Record excerpts |
========
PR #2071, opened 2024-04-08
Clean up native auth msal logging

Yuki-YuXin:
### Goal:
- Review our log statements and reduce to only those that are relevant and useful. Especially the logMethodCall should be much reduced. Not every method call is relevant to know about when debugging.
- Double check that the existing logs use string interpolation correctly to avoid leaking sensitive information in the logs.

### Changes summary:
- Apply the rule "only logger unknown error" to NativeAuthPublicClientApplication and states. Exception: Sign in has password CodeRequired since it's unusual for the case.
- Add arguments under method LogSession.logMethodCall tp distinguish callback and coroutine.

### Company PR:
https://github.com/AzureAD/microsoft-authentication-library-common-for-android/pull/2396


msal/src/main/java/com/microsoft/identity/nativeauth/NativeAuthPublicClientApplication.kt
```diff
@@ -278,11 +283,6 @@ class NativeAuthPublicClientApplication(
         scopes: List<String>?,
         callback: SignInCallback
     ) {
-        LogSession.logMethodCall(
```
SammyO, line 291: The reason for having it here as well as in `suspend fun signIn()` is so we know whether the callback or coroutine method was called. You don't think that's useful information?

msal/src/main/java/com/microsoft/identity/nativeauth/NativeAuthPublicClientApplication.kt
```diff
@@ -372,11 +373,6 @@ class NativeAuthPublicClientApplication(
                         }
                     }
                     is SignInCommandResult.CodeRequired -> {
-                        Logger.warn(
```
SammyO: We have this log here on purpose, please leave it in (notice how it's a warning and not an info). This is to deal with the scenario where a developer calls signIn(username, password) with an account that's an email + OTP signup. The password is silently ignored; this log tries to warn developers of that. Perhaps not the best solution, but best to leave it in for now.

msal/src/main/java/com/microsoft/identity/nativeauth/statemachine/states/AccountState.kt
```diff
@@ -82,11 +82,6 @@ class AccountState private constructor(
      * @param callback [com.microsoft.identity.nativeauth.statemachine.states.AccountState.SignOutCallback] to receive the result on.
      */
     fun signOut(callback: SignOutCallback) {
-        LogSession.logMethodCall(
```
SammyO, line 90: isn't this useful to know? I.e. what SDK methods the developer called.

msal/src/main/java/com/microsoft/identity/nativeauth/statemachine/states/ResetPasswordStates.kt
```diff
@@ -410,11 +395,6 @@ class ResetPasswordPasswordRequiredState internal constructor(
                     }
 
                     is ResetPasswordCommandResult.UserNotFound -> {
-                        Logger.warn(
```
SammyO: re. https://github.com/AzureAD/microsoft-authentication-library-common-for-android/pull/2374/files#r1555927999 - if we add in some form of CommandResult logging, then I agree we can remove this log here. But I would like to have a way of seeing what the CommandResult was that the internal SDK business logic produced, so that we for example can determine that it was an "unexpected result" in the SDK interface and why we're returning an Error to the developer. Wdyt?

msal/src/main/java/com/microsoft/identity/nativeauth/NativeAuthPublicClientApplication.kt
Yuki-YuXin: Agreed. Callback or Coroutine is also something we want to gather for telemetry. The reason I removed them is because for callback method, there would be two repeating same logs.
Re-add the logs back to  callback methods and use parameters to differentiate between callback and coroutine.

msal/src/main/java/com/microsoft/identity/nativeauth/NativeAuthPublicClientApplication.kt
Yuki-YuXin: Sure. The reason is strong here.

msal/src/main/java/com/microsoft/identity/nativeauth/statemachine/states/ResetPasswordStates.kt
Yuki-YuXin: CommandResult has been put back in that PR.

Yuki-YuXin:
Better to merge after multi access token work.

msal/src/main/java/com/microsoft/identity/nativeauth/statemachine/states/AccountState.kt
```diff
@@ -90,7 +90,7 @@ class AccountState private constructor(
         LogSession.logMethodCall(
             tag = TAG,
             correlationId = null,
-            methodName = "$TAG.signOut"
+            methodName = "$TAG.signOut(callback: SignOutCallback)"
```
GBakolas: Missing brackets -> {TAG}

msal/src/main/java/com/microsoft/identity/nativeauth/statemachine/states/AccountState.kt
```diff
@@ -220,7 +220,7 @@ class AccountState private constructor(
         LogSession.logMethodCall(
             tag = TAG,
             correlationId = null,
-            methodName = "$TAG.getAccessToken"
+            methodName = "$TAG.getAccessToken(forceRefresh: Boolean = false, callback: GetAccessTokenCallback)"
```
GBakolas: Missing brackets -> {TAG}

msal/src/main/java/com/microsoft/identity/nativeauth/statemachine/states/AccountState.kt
========
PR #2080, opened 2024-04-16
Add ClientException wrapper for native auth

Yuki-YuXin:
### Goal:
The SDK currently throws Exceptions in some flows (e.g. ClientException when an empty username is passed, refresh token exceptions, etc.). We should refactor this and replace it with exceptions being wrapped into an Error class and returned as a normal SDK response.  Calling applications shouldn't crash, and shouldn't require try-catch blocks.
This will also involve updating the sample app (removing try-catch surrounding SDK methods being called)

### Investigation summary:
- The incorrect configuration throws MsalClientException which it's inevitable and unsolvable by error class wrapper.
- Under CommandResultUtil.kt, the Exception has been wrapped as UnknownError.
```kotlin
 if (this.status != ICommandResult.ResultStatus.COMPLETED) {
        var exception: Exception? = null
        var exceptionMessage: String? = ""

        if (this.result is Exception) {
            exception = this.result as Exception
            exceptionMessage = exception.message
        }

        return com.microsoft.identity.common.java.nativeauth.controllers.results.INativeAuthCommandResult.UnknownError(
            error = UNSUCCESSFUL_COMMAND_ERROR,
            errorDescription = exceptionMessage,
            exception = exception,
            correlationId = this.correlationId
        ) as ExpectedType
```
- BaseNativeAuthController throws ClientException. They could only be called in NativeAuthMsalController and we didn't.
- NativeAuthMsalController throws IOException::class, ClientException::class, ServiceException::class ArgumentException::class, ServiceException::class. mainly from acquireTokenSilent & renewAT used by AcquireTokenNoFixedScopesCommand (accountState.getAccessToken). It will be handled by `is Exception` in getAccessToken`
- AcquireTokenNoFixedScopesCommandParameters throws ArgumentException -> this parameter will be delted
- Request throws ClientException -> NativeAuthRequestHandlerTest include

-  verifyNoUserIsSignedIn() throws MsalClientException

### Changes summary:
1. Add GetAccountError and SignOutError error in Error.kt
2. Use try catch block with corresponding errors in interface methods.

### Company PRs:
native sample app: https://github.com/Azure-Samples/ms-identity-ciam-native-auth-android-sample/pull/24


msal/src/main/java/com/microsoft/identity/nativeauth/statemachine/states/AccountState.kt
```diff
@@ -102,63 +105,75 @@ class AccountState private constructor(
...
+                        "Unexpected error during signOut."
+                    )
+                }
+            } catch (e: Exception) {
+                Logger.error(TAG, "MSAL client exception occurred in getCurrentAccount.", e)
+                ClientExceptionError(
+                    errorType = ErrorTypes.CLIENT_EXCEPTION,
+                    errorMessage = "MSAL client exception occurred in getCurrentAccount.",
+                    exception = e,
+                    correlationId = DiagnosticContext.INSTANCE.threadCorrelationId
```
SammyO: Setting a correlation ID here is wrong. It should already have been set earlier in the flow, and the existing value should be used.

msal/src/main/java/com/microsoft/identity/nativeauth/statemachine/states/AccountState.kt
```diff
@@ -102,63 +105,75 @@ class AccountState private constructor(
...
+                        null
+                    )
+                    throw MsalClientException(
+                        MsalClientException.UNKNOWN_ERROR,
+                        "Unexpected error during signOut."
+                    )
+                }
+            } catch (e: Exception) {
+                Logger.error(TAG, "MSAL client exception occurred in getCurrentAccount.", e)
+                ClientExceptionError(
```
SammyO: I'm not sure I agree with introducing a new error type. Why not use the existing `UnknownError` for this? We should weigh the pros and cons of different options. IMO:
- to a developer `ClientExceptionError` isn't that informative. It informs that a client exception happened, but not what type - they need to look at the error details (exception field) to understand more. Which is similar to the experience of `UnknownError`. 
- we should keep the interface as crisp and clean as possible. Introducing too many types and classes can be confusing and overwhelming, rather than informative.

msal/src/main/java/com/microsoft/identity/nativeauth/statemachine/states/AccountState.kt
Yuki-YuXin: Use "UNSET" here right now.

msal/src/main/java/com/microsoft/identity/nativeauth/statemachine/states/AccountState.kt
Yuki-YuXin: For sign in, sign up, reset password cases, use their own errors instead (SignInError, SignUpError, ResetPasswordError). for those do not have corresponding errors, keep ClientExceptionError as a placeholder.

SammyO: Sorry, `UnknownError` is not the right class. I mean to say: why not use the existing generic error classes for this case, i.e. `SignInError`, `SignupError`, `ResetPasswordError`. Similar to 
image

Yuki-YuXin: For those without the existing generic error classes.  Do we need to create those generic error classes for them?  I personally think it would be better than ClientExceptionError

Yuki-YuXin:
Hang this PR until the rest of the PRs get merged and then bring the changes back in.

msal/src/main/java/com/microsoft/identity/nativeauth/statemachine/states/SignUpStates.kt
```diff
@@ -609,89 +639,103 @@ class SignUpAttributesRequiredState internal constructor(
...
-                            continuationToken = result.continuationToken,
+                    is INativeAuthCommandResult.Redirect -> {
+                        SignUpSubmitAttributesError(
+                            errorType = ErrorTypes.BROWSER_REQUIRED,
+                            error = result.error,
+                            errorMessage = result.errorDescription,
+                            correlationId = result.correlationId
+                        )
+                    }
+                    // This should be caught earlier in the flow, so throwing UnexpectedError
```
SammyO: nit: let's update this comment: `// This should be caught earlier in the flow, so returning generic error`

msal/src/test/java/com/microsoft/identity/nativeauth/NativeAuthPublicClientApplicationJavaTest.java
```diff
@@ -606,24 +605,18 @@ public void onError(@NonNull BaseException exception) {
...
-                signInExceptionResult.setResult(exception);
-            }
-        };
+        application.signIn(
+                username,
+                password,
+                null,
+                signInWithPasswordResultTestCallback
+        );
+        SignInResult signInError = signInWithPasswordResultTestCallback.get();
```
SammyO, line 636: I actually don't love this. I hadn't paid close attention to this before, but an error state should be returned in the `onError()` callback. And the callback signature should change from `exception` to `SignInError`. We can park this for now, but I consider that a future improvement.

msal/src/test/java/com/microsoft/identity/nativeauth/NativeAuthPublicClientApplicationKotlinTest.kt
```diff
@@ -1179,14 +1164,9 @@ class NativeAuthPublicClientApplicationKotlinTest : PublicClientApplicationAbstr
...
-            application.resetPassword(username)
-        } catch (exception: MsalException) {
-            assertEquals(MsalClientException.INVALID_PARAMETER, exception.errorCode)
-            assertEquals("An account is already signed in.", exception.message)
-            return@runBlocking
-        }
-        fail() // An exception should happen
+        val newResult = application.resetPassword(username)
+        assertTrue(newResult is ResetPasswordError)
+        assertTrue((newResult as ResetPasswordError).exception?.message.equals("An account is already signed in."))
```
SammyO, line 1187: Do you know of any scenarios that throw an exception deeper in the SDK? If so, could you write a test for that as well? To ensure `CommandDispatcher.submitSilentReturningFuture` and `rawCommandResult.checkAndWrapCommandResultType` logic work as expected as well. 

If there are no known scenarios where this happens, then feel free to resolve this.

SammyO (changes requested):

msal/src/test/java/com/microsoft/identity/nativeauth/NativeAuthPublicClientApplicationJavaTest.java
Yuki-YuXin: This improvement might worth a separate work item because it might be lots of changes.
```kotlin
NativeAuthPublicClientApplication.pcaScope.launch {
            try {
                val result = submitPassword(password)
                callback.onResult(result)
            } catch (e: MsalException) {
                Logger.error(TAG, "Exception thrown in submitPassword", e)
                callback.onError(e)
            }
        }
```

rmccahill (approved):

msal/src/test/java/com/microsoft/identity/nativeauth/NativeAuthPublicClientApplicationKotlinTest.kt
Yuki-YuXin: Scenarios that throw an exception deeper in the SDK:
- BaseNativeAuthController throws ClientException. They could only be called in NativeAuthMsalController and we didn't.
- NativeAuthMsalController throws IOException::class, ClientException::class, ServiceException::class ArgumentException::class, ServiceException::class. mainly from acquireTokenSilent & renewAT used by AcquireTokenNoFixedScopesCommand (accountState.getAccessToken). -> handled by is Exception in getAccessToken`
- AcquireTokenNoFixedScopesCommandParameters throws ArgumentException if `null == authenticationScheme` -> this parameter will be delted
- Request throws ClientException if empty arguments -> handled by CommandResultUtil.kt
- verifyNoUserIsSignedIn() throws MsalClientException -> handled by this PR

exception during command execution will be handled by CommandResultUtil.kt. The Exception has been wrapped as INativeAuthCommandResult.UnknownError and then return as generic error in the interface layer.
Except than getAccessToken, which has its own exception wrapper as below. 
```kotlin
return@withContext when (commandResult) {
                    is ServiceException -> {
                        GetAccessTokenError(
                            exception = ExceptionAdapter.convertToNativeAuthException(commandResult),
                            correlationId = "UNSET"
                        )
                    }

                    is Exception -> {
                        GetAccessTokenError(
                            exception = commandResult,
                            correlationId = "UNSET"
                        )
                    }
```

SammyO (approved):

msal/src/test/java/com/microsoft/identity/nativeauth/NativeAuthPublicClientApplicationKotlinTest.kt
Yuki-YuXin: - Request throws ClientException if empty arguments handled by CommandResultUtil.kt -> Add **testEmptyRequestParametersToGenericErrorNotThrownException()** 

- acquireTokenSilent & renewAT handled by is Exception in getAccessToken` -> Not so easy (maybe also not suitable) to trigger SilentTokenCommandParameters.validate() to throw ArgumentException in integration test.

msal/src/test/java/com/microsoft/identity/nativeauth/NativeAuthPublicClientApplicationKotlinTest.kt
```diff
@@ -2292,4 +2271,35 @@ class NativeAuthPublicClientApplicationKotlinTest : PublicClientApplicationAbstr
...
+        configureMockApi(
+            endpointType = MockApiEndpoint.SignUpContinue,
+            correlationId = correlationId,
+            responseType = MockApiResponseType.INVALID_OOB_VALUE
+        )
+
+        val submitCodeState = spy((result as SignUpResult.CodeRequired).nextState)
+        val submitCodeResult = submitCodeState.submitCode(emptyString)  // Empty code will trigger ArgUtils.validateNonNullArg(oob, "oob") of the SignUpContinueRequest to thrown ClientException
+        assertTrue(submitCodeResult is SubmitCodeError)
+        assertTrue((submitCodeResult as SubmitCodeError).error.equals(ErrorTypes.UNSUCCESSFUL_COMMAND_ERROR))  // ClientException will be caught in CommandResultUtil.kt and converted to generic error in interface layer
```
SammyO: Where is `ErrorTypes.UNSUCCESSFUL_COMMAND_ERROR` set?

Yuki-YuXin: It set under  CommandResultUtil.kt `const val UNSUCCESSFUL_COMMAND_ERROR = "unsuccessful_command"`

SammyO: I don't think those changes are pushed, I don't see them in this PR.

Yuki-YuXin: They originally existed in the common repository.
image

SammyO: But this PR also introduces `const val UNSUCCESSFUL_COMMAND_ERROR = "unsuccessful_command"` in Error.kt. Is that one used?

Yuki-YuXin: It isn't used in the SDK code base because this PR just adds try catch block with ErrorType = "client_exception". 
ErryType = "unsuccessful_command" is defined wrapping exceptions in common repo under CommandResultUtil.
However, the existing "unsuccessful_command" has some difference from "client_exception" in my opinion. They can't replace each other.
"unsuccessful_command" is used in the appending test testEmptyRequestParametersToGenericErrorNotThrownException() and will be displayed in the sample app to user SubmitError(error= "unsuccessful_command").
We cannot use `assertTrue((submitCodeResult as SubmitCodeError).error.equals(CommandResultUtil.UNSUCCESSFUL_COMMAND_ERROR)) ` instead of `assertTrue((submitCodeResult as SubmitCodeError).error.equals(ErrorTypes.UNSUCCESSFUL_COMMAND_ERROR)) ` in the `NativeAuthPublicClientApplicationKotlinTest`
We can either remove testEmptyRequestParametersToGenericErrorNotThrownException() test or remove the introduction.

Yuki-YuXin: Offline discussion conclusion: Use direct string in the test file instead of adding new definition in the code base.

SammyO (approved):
========
Exercise description | Lines that hold the word "ServiceException" are the ones to copy from the entries above.

Solution to this problem |
- NativeAuthMsalController throws IOException::class, ClientException::class, ServiceException::class ArgumentException::class, ServiceException::class. mainly from acquireTokenSilent & renewAT used by AcquireTokenNoFixedScopesCommand (accountState.getAccessToken). It will be handled by `is Exception` in getAccessToken`
- NativeAuthMsalController throws IOException::class, ClientException::class, ServiceException::class ArgumentException::class, ServiceException::class. mainly from acquireTokenSilent & renewAT used by AcquireTokenNoFixedScopesCommand (accountState.getAccessToken). -> handled by is Exception in getAccessToken`
                    is ServiceException -> {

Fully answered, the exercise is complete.